[Stored items]
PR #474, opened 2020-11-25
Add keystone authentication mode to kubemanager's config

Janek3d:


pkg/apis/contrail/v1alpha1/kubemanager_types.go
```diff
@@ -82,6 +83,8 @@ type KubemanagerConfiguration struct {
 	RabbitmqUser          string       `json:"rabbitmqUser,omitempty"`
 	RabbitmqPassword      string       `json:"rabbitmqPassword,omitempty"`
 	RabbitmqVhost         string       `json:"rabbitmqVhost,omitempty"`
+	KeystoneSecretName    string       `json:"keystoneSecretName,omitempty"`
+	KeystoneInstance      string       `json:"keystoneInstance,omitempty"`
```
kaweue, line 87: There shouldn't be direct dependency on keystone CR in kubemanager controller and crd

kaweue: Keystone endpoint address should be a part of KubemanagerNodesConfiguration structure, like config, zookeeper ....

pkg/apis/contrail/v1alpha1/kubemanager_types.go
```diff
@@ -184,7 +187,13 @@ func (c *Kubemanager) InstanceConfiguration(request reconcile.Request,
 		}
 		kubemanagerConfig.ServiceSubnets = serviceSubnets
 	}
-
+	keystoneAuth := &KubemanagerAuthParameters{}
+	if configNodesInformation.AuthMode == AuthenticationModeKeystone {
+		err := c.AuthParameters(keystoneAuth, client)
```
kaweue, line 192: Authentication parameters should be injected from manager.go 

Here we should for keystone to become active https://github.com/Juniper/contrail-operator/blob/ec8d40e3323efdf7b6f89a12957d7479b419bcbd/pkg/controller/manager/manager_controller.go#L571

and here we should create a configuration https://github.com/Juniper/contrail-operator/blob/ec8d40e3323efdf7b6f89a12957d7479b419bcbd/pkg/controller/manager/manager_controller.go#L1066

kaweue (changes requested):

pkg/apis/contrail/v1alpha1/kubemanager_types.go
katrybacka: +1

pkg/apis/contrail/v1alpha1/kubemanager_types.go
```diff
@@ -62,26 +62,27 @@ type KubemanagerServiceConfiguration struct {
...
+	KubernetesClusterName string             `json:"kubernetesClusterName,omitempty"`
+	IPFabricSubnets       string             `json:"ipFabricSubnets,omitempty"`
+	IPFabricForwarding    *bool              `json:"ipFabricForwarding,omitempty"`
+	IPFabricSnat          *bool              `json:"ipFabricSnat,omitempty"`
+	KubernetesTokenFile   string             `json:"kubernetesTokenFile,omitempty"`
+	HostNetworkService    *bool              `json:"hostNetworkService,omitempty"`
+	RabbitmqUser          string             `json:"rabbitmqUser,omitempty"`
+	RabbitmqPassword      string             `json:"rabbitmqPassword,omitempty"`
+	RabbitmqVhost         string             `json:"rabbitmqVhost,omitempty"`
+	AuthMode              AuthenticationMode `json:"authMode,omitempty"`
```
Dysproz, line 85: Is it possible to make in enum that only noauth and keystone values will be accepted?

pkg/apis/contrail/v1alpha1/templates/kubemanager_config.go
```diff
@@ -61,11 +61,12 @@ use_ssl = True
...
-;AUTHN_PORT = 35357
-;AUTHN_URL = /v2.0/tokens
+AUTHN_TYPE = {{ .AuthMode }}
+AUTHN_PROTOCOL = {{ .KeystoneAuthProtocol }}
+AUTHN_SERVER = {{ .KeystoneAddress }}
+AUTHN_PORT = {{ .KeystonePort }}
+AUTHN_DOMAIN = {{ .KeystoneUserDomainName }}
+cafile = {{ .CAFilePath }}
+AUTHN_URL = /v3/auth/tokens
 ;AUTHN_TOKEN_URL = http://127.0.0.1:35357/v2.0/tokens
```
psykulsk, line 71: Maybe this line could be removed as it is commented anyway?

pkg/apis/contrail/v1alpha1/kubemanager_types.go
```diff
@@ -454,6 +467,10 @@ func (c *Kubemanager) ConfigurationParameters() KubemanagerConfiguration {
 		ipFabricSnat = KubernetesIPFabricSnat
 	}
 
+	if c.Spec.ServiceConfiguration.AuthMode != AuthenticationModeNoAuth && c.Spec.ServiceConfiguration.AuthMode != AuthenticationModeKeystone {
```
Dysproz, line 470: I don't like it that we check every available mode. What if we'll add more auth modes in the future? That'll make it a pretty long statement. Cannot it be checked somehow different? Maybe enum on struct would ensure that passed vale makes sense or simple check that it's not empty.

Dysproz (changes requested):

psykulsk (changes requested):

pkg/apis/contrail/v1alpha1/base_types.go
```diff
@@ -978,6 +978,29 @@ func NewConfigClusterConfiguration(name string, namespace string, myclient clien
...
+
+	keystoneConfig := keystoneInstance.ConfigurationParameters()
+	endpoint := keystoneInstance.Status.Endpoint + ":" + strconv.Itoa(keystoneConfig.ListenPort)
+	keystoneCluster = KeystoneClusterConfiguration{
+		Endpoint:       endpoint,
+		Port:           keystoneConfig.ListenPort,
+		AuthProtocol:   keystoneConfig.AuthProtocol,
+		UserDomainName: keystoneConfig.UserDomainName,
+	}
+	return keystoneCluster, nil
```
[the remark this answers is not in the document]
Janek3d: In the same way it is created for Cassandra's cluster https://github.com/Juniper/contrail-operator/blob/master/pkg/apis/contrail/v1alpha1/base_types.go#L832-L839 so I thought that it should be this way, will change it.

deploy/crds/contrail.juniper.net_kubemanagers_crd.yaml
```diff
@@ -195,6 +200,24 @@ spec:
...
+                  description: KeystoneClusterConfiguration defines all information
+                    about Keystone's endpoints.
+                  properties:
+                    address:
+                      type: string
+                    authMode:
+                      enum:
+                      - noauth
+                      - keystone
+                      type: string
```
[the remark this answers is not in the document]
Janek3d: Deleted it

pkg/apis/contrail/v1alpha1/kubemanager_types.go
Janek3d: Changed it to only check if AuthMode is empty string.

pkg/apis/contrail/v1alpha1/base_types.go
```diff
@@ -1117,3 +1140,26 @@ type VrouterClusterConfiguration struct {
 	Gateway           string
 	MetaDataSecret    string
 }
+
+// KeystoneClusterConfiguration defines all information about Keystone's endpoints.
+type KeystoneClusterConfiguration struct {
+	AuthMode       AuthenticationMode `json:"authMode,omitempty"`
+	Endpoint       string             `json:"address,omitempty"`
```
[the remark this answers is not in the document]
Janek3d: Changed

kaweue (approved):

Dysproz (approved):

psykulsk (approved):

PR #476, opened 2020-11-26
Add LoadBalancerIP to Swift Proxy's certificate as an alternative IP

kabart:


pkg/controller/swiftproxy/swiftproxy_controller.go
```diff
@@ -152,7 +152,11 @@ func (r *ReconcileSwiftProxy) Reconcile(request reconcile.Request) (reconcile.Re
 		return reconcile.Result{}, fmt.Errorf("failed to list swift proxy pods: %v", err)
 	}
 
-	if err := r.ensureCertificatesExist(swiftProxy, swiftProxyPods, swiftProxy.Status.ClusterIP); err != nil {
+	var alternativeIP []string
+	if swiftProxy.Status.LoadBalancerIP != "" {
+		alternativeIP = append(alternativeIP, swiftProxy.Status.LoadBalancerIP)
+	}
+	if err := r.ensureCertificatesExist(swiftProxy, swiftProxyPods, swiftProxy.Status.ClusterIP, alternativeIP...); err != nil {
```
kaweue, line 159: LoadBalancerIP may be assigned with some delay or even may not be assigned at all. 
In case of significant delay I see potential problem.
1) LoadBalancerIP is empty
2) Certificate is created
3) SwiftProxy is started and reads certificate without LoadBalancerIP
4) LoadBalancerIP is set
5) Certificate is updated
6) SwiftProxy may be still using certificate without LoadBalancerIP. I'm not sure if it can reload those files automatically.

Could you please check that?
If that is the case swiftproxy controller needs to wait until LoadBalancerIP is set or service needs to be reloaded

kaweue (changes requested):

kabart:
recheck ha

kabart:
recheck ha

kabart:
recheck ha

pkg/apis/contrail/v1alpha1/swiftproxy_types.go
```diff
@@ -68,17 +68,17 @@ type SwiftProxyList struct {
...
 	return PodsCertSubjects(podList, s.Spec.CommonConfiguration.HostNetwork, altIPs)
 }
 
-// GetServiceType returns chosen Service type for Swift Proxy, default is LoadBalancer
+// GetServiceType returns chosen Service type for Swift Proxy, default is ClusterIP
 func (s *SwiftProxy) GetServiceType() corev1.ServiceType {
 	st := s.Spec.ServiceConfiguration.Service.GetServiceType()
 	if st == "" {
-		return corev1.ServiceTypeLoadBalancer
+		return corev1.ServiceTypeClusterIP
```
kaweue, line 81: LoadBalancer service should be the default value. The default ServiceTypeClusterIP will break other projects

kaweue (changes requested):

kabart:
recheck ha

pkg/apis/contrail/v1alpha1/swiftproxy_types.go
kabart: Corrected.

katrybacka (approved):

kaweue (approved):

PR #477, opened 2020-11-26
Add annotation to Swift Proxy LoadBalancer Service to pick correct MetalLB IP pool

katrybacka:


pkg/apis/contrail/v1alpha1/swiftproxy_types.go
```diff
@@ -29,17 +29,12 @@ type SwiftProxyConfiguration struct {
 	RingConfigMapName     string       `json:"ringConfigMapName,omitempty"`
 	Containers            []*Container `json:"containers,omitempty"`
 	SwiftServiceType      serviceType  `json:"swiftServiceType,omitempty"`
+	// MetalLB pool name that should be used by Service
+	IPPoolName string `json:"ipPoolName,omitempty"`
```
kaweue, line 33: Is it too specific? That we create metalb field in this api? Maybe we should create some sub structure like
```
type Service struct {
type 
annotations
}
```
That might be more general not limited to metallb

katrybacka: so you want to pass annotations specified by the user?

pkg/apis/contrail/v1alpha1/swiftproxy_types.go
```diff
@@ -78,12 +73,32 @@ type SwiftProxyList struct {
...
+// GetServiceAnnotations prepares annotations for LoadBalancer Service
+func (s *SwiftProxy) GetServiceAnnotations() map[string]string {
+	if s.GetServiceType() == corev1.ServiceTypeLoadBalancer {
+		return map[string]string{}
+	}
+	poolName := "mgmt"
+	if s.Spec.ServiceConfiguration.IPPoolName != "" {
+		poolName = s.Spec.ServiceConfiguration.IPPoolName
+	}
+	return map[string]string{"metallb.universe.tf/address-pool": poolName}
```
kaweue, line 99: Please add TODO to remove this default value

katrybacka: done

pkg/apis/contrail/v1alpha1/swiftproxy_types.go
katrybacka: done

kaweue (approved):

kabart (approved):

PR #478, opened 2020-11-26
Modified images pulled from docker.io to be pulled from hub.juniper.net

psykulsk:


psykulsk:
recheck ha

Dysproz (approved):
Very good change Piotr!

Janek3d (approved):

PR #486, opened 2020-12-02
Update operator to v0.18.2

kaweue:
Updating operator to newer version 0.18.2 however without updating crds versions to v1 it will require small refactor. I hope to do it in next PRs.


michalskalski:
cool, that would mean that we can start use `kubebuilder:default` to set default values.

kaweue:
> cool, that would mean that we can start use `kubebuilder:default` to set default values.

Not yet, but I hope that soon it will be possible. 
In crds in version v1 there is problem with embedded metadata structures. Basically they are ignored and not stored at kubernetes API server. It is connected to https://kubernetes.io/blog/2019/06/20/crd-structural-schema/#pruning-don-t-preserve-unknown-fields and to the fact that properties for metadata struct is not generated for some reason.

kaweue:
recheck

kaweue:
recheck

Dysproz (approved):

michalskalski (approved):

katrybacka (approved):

● Your task
In the records above, each line with the string "endpoints" should be copied.

● Solution to the exercise
+                    about Keystone's endpoints.
+// KeystoneClusterConfiguration defines all information about Keystone's endpoints.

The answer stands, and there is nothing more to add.